- Dożynki obchodzone były na ziemiach niemal całej dzisiejszej Polski. Zawsze można było wśród nich wyodrębnić etapy ich przebiegu, jak obrzędowe ścięcie ostatnich kłosów, wicie wieńca żniwnego, potem pochód z nim do dworu… – mówiła Agnieszka Szepetiuk-Barańska, kuratorka wystawy. – ale w XIX w. przed rozpoczęciem żniw w rogu pola układano kawał chleba. Aby to żyto było „chlebne”, czyli urodzajne…
Jak tłumaczyła Agnieszka Szepetiuk-Barańska, żniwa miały ogromne znaczenie społeczno-towarzyskie i angażowały praktycznie wszystkich mieszkańców wsi. Wielką rolę pełniły rekwizyty obrzędowe: wieniec, chleb, tegoroczne plony zapewniające pomyślny plon w przyszłym roku. Nie brakowało też obrzędów konstytuujących hierarchię społeczną wśród ludnoście, co widać po dziś dzień.

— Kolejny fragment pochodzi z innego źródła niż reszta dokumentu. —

Issue #855, opened 2026-09-01
PolymorphicBaseModel's custom model_serializer ignores exclude/include (and other model_dump kwargs)


thusser:
## Symptom

`PolymorphicBaseModel.inject_class_on_serialization()` (`pyobs/utils/serialization.py:44-49`) is declared `@model_serializer(mode="wrap")` but never calls the `handler` it's given — it builds the output dict itself via raw `getattr()` over `type(self).model_fields`:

- Wracając do tego, co kiedyś. W Polsce szczególne znaczenie przypisywano ostatniej garstce, kępce niezżętego zboża. Jakiś czas pozostawiano je na polu, nazywając przepiórką, popiórką, kozą, pępkiem, perepełką, wianką, garstką, krutką. Między innymi taką krutkę z Muzeum Etnograficznego im. Seweryna Udzieli będzie można zobaczyć na naszej wystawie.
Co z bogatej dożynkowej obrzędowości przetrwało do dziś? Na pewno etapy dożynek oraz symbole. Wieniec dożynkowy jest dziś jednym z najważniejszych elementów. Podczas swoich badań terenowych Agnieszka Szepetiuk-Barańska nagrywała m.in. wicie wieńca przez kobiety z Dolnego i Górnego Śląska.
- Właściwie dziś nie ma to już wiele wspólnego z „wiciem”. Ten wieniec jest tworzony, robiony. Ba, chleb dożynkowy! Nie wyobrażamy sobie dożynek bez chleba! Nowym elementem jest pojawienie się „witaczy”, stojących często na wjeździe do miejscowości „pozdrawiających” gości przybywających na dożynki – dodała kuratorka wystawy „Dożynki. Sprawa społeczna".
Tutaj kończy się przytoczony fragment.